### Exercise brief
All lines in the data below carrying the string "empty" are to be located and copied.

### Stored data
• • • • • • •

PR #404, opened 2017-02-28
Done

bentonwong:


bin/tictactoe
```diff
@@ -1,3 +1,30 @@
 #!/usr/bin/env ruby
```

```ruby
#!/usr/bin/env ruby
       
TicTacToeCLI.new.call
```

```ruby
class TicTacToeCLI
  def initialize
  end

  def call
   # Your game logic
  end
end
```

lib/board.rb
```diff
@@ -0,0 +1,62 @@
+class Board
+
+  attr_accessor :cells #has an attribute to store the cells of the board
+
+  def initialize #sets the cells of the board to a 9 element array of " "
+    @cells = Array.new(9," ")
```

lib/board.rb
```diff
@@ -0,0 +1,62 @@
...
+  def index(position) #converts the user's inputted position into its corresponding index within @cells
+    position.to_i - 1
+  end
+
+  def position(position) #takes in user input and returns the value of the board cell'
+    @cells[index(position)]
+  end
+
+  def full? #returns true for a full board; returns false for an in-progress game
+    @cells.each do |cell|
```

lib/board.rb
```diff
@@ -0,0 +1,62 @@
...
+  def taken?(position) #returns true if the position is X or O
+    if @cells[index(position)] == "X" || @cells[index(position)] == "O"
+      true
+    else
+      false
+    end
+  end
+
+  def valid_move?(position) #returns true for user input between 1-9 that is not taken
+    if (1..9) === position.to_i && @cells[index(position)] == " "
```
```
```

lib/game.rb
```diff
@@ -0,0 +1,97 @@
...
+  def initialize(player_1=Players::Human.new("X"),player_2=Players::Human.new("O"),board=Board.new)
+    #defaults to two human players, X and O, with an empty board
+    #@"board" contains an instance of a board
+    @player_1 = player_1
+    @player_2 = player_2
+    @board = board
+  end
+
+  def current_player #returns the correct player, X, for the third move
+      #if sum of x's and o's is even return player_1, else return player_2
```
cernanb: Consider using the `turn_count` method from the board class. 

lib/players/human.rb
```diff
@@ -0,0 +1,16 @@
...
+
+    attr_reader :input, :token
+
+    def initialize(token)
+      @token = token
+    end
+
+    def move(board) #asks the user for input and returns it
+      puts "#{token}: Please select an open position from 1 to 9:"
+      position = gets.strip
```
```
def move(board)
  gets.strip
end
```

lib/game.rb
```diff
@@ -0,0 +1,97 @@
...
+    token_count = board.cells.count{|x| x == "X" || x == "O"}
+    if token_count.even?
+      @player_1
+    else
+      @player_2
+    end
+  end
+
+  def over? #if draw or one of the win combinations, then it is over (e.g. draw occurs when it is full and none of the WIN_COMBINATIONS are met)
+    if won?
```
cernanb: You should be able to just call won? or draw? and use the implicit return values of those methods. 

`won? || draw?`

PR #420, opened 2017-03-19
Done

mxdavis:


bin/tictactoe
```diff
@@ -1,3 +1,27 @@
 #!/usr/bin/env ruby
```

```ruby
#!/usr/bin/env ruby
       
TicTacToeCLI.new.call
```

```ruby
class TicTacToeCLI
  def initialize
  end

  def call
   # Your game logic
  end
end
```

lib/board.rb
```diff
@@ -0,0 +1,56 @@
...
+  end
+
+  def full?
+    unless @cells.any? { |i| i == " " }
+      true
+    end
+  end
+
+  def turn_count
+    i = 0
```

```ruby
def turn_count
end
```

lib/board.rb
```diff
@@ -0,0 +1,56 @@
...
+  end
+
+  def taken?(index)
+    i = index.to_i - 1
+    !(@cells[i].nil? || @cells[i] == " ")
+  end
+
+  def valid_move? (index)
+     i = index.to_i
+     !!(i.between?(1, 9) && taken?(i) == false)
```
cernanb: You can avoid double negation by negating the 2nd expression 
`i.between?(1, 9) && !taken?(i)`

PR #422, opened 2017-03-20
Project submitted

etellezp:


lib/game.rb
```diff
@@ -0,0 +1,99 @@
...
+  ]
+
+  def initialize(player_1 = Players::Human.new("X"), player_2 = Players::Human.new("O"), board = Board.new)
+    @player_1 = player_1
+    @player_2 = player_2
+    @board = board
+  end
+
+  def current_player
+    @board.turn_count % 2 == 0 ? @player_1 : @player_2
```

lib/game.rb
```diff
@@ -0,0 +1,99 @@
...
+    end
+    if won?
+      puts "Congratulations #{winner}!"
+    elsif draw?
+      puts "Cat's Game!"
+    end
+  end
+
+  def start
+    puts "Welcome to Tic Tac Toe!"
```
cernanb: Great bin file, short length is ideal. However, we would prefer to see the CLI logic separated from the game logic in its own class (e.g. TicTacToeCLI). Splitting the interface from the implementation of the game allows for multiple interfaces (e.g. a web app) without requiring changes to the game code.

PR #424, opened 2017-03-21
Project submitted

ryanpmcmahon:


bin/tictactoe
```diff
@@ -1,3 +1,12 @@
 #!/usr/bin/env ruby
 
 require_relative '../config/environment'
+
```

```ruby
#!/usr/bin/env ruby
       
TicTacToeCLI.new.call
```

```ruby
class TicTacToeCLI
  def initialize
  end

  def call
   # Your game logic
  end
end
```

lib/board.rb
```diff
@@ -0,0 +1,47 @@
+class Board
+  attr_accessor :cells
+
+  def initialize
+    @cells = []
```

lib/board.rb
```diff
@@ -0,0 +1,47 @@
...
+    cells.count{|x| x=="X" or x=="O"}
+  end
+
+  def taken?(input)
+    !(cells[input.to_i - 1] == " ")
+  end
+
+  def valid_move?(input)
+    move = input.to_i
+    move.between?(1,9) && cells[move-1] == " "
```
cernanb: Here you can take advantage of your `taken?` method
`move.between?(1,9) && !taken?(move)`

lib/game.rb
```diff
@@ -0,0 +1,139 @@
...
+      else
+        new(Computer.new("X"), Human.new("O"))
+      end
+    when "2"
+      new(Human.new("X"), Human.new("O"))
+    end
+  end
+
+  def current_player
+    if board.cells.count(player_1.token) > board.cells.count(player_2.token)
```
cernanb: Here you can use [`Integer#even?`](http://ruby-doc.org/core-1.8.7/Integer.html#method-i-even-3F) or [`Integer#odd?`](http://ruby-doc.org/core-1.8.7/Integer.html#method-i-odd-3F)

PR #426, opened 2017-03-22
Done

Jenna424:


lib/board.rb
```diff
@@ -0,0 +1,43 @@
...
+    puts "-----------"
+    puts " #{@cells[6]} | #{@cells[7]} | #{@cells[8]} "
+  end
+
+  def position(string_input)
+    @cells[string_input.to_i - 1]
+  end
+
+  def full?
+    @cells.any? {|cell| cell == " "} ? false : true
```

PR #427, opened 2017-03-24
Done

invaderDev:


bin/tictactoe
```diff
@@ -1,3 +1,19 @@
 #!/usr/bin/env ruby
 
 require_relative '../config/environment'
```

```ruby
#!/usr/bin/env ruby
       
TicTacToeCLI.new.call
```

```ruby
class TicTacToeCLI
  def initialize
  end

  def call
   # Your game logic
  end
end
```

lib/board.rb
```diff
@@ -0,0 +1,50 @@
+class Board
+  attr_accessor :cells
+
+  def initialize
+    @cells = [" ", " ", " ", " ", " ", " ", " ", " ", " ",]
```

lib/board.rb
```diff
@@ -0,0 +1,50 @@
...
+  end
+
+  def reset!
+    self.cells = [" ", " ", " ", " ", " ", " ", " ", " ", " ",]
```

lib/board.rb
```diff
@@ -0,0 +1,50 @@
...
+  def position(cell)
+    self.cells[cell.to_i - 1]
+  end
+
+  def full?
+    self.cells.none?{|cell| cell == " "}
+  end
+
+  def turn_count
+    count = 0
```

```ruby
def turn_count
end
```

lib/board.rb
```diff
@@ -0,0 +1,50 @@
...
+    end
+    count
+  end
+
+  def taken?(cell)
+    self.cells[cell.to_i - 1] != " "
+  end
+
+  def valid_move?(cell)
+    !self.taken?(cell) && cell.to_i < 10 && cell.to_i > 0
```
`cell.between?(1,9)`

lib/game.rb
```diff
@@ -0,0 +1,89 @@
...
+                      [0, 4, 8],
+                      [2, 4, 6]]
+
+  def initialize(player_1 =  Players::Human.new("X"), player_2 =  Players::Human.new("O"), board =  Board.new)
+    @board = board
+    @player_1 = player_1
+    @player_2 = player_2
+  end
+
+  def current_player
```
cernanb: You can user a ternary in this method to shorten your code

lib/game.rb
```diff
@@ -0,0 +1,89 @@
...
+      end
+    end
+  end
+
+  def draw?
+    self.over? && !self.won?
+  end
+
+  def winner
+    if won?
```

```ruby
if won = won?
  board.cells[won.first]
end
```

lib/players/human.rb
```diff
@@ -0,0 +1,13 @@
+module Players
+
+  class Human < Player
+
+    def move(board)
+      puts "Pick an empty cell, player #{self.token}:"
+      input = gets.chomp
```
```
def move(board)
  gets.chomp
end
```

PR #429, opened 2017-03-24
Done

kkashuda:


lib/board.rb
```diff
@@ -0,0 +1,46 @@
+class Board
+  attr_accessor :cells
+
+  def initialize
+    @cells = [" ", " ", " ", " ", " ", " ", " ", " ", " "]
+  end
+
+  def reset!
+    @cells = [" ", " ", " ", " ", " ", " ", " ", " ", " "]
```

lib/game.rb
```diff
@@ -0,0 +1,81 @@
...
+  ]
+
+  def initialize(player_1=Players::Human.new("X"), player_2=Players::Human.new("O"), board=Board.new)
+    @player_1 = player_1
+    @player_2 = player_2
+    @board = board
+  end
+
+  def current_player
+   @board.turn_count % 2 == 0 ? @player_1 : @player_2
```
cernanb: You could also use [`Integer#even?`](http://ruby-doc.org/core-1.8.7/Integer.html#method-i-even-3F) or [`Integer#odd?`](http://ruby-doc.org/core-1.8.7/Integer.html#method-i-odd-3F)

lib/players/human.rb
```diff
@@ -0,0 +1,16 @@
...
+
+    def initialize(name)
+      super
+      @name = name
+    end 
+
+    def move(board)
+      puts "Please enter a move 1-9"
+      move = gets.strip
+      return move
```
```
def move(board)
  gets.chomp
end
```

PR #431, opened 2017-03-27
Project submitted

hpaas001:


bin/tictactoe
```diff
@@ -1,3 +1,25 @@
 #!/usr/bin/env ruby
 
 require_relative '../config/environment'
+
+puts "Welcome to Tic Tac Toe"
+
```

```ruby
#!/usr/bin/env ruby
       
TicTacToeCLI.new.call
```

```ruby
class TicTacToeCLI
  def initialize
  end

  def call
   # Your game logic
  end
end
```

lib/board.rb
```diff
@@ -0,0 +1,52 @@
+class Board
+
+  attr_accessor :cells
+
+  def initialize
+    @cells = [" ", " ", " ", " ", " ", " ", " ", " ", " "]
```

lib/board.rb
```diff
@@ -0,0 +1,52 @@
...
+  end
+
+  def reset!
+    @cells = [" ", " ", " ", " ", " ", " ", " ", " ", " "]
```

lib/board.rb
```diff
@@ -0,0 +1,52 @@
...
+    puts " #{@cells[6]} | #{@cells[7]} | #{@cells[8]} "
+  end
+
+  def position(input)
+    index = input.to_i - 1
+    @cells[index]
+  end
+
+  def full?
+    full_board = @cells.include?(" ")
```

lib/board.rb
```diff
@@ -0,0 +1,52 @@
...
+    !full_board
+  end
+
+  def turn_count
+    count = 0
```

```ruby
def turn_count
end
```

lib/game.rb
```diff
@@ -0,0 +1,68 @@
...
+    [0,4,8],[2,4,6]]
+
+    def initialize(player_1 = Players::Human.new('X'), player_2 = Players::Human.new('O'), board=Board.new)
+    	@player_1 = player_1
+    	@player_2 = player_2
+    	@board = board
+    end
+
+    def current_player
+    	count = self.board.turn_count
```
cernanb: Consider using the `turn_count` method here and a ternary operator to return the appropriate token

lib/game.rb
```diff
@@ -0,0 +1,68 @@
...
+      	self.board.cells[array[0]] == self.board.cells[array[1]] && self.board.cells[array[1]] == self.board.cells[array[2]] && (self.board.cells[array[0]]=='X' ||self.board.cells[array[0]]=='O')
+    	end
+    end
+
+    def draw?
+    	self.over? && !self.won?
+    end
+
+    def winner
+    	if self.won?
```

```ruby
if won = won?
  board.cells[won.first]
end
```

lib/players/human.rb
```diff
@@ -0,0 +1,13 @@
+#require_relative '../player.rb'
+
+module Players
+	class Human < Player
+
+		def move(board)
+			user_input = gets.chomp
```
```
def move(board)
  gets.chomp
end
```

hpaas001:
Thanks for your feedback, Cernan.

PR #432, opened 2017-03-28
Done

HimaChitalia:


lib/board.rb
```diff
@@ -0,0 +1,50 @@
+class Board
+
+  attr_accessor :cells
+
+  def initialize
+    @cells = [" ", " ", " ", " ", " ", " ", " ", " ", " "]
```

lib/board.rb
```diff
@@ -0,0 +1,50 @@
...
+  end
+
+  def reset!
+    @cells = [" ", " ", " ", " ", " ", " ", " ", " ", " "]
```

lib/board.rb
```diff
@@ -0,0 +1,50 @@
...
+    puts "-----------"
+    puts " #{@cells[6]} | #{@cells[7]} | #{@cells[8]} "
+  end
+
+  def position(user_input)
+    @cells[user_input.to_i - 1]
+  end
+
+  def full?
+    unless @cells.any? { |cell| cell == " "}
```

lib/players/human.rb
```diff
@@ -0,0 +1,11 @@
+module Players
+  class Human < Player
+
+    def move(board)
+      input = gets.chomp
+      puts input
```
```
def move(board)
  gets.chomp
end
```

PR #434, opened 2017-03-30
Done

ryanwevans:


bin/tictactoe
```diff
@@ -1,3 +1,5 @@
 #!/usr/bin/env ruby
 
 require_relative '../config/environment'
+
+Game.start
```

lib/board.rb
```diff
@@ -0,0 +1,55 @@
+class Board
+  attr_accessor :cells
+
+  def initialize
+    self.reset!
+  end
+
+  def reset!
+    @cells = [" ", " ", " ", " ", " ", " ", " ", " ", " "]
```

lib/board.rb
```diff
@@ -0,0 +1,55 @@
...
+    cells[user_input.to_i - 1]
+  end
+
+  def update(location, player)
+    user_input = location.to_i - 1
+    cells[user_input] = player.token
+  end
+
+  def full?
+    cells.include?(" ") == false
```

lib/board.rb
```diff
@@ -0,0 +1,55 @@
...
+  def turn_count
+    @cells.count {|i| i != " "}
+  end
+
+  def taken?(location)
+    position(location) != " "
+  end
+
+  def valid_move?(location)
+    !taken?(location) && (location.to_i > 0 && location.to_i < 10)
```
`position.between?(1,9)`

lib/game.rb
```diff
@@ -0,0 +1,119 @@
...
+  ]
+
+  def initialize(player_1=Players::Human.new("X"), player_2=Players::Human.new("O"), board=Board.new)
+    @player_1 = player_1 if player_1
+    @player_2 = player_2 if player_2
+    @board = board if board
+    self.play
+  end
+
+  def current_player
```

lib/game.rb
```diff
@@ -0,0 +1,119 @@
...
+    x_count = self.board.cells.count {|cell| cell == "X"}
+    o_count = self.board.cells.count {|cell| cell == "O"}
+    if x_count > o_count
+      return player_2
+    else
+      return player_1
+    end
+  end
+
+  def won?
```

```ruby
  def won?
      @board.taken?(combo[0] + 1)
    end
  end
```

lib/game.rb
```diff
@@ -0,0 +1,119 @@
...
+      end
+    end
+    return false
+  end
+
+  def draw?
+    self.board.full? && !self.won?
+  end
+
+  def winner
```
cernanb: You can utilize the `won?` method to determine the winning token. 
```ruby
if won = won?
  board.cells[won.first]
end
```

lib/players/human.rb
```diff
@@ -0,0 +1,11 @@
+module Players
+  class Human < Player
+
+    def move(board=nil)
+      @board = board if board
+      puts "Where would you like to move? Please enter 1-9:"
+      location = gets.strip
```
```
def move(board)
  gets.chomp
end
```

PR #435, opened 2017-03-31
Project submitted

jingruzhang:


bin/tictactoe
```diff
@@ -1,3 +1,39 @@
 #!/usr/bin/env ruby
 
 require_relative '../config/environment'
+
```

```ruby
#!/usr/bin/env ruby
       
TicTacToeCLI.new.call
```

```ruby
class TicTacToeCLI
  def initialize
  end

  def call
   # Your game logic
  end
end
```

lib/board.rb
```diff
@@ -0,0 +1,48 @@
+class Board
+  attr_accessor :cells
+  def initialize
+    @cells = Array.new(9, " ")
```

lib/board.rb
```diff
@@ -0,0 +1,48 @@
...
+    puts " #{@cells[6]} | #{@cells[7]} | #{@cells[8]} "
+  end
+
+  def position(input)
+    index = input.to_i - 1
+    @cells[index]
+  end
+
+  def full?
+    !@cells.include?(" ")
```

lib/game.rb
```diff
@@ -0,0 +1,66 @@
...
+  ]
+
+  def initialize(player_1 = Players::Human.new("X"), player_2 = Players::Human.new("O"), board = Board.new)
+    @board = board
+    @player_1 = player_1
+    @player_2 = player_2
+  end
+
+  def current_player
+    if @board.turn_count.even?
```
cernanb: Consider using a ternary for this method:

lib/game.rb
```diff
@@ -0,0 +1,66 @@
...
+
+  def won?
+    WIN_COMBINATIONS.detect{|combo| @board.cells[combo[0]] == @board.cells[combo[1]] && @board.cells[combo[1]] == @board.cells[combo[2]] && @board.taken?(combo[0]+1)}
+  end
+
+  def draw?
+    @board.full? && !won?
+  end
+
+  def winner
```

```ruby
if won = won?
  board.cells[won.first]
end
```

PR #619, opened 2017-08-28
Done

kylekinnear:


lib/game.rb
```diff
@@ -0,0 +1,131 @@
...
+  end
+
+  def won?
+    Game::WIN_COMBINATIONS.detect do |c|
+      c.all? {|i| board.cells[i] == player_1.token} || c.all? {|i| board.cells[i] == player_2.token}
+    end
+  end
+
+  def winner
+    board.cells[won?[0]] unless won? == nil
```

```ruby
if won = won?
  board.cells[won.first]
end
```

If `won?` returns a truthy value, then and only then will the local variable `won` be assigned, otherwise, the method will just abort with a false return value. But if `won` is assigned, we can use that variable instead of calling `won?` again within the if statement.

lib/players/human.rb
```diff
@@ -0,0 +1,11 @@
+module Players
+
+  class Human < Player
+
+    def move(board)
+      input = gets.strip
```
```
def move(board)
  gets.strip
end
```

PR #648, opened 2017-09-14
Done

lasttruth:


bin/tictactoe
```diff
@@ -1,3 +1,23 @@
 #!/usr/bin/env ruby
 
 require_relative '../config/environment'
+while !user_input.to_i.between?(1,3)
```

```ruby
#!/usr/bin/env ruby
       
TicTacToeCLI.new.call
```

```ruby
class TicTacToeCLI
  def initialize
  end

  def call
   # Your game logic
  end
end
```

lib/board.rb
```diff
@@ -0,0 +1,58 @@
+class Board
+
+  attr_accessor :cells
+
+def initialize (cells = nil)
+  @cells = cells || Array.new(9, " ")
```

• • • • • • •

### Output below
+    #defaults to two human players, X and O, with an empty board
+      puts "Pick an empty cell, player #{self.token}:"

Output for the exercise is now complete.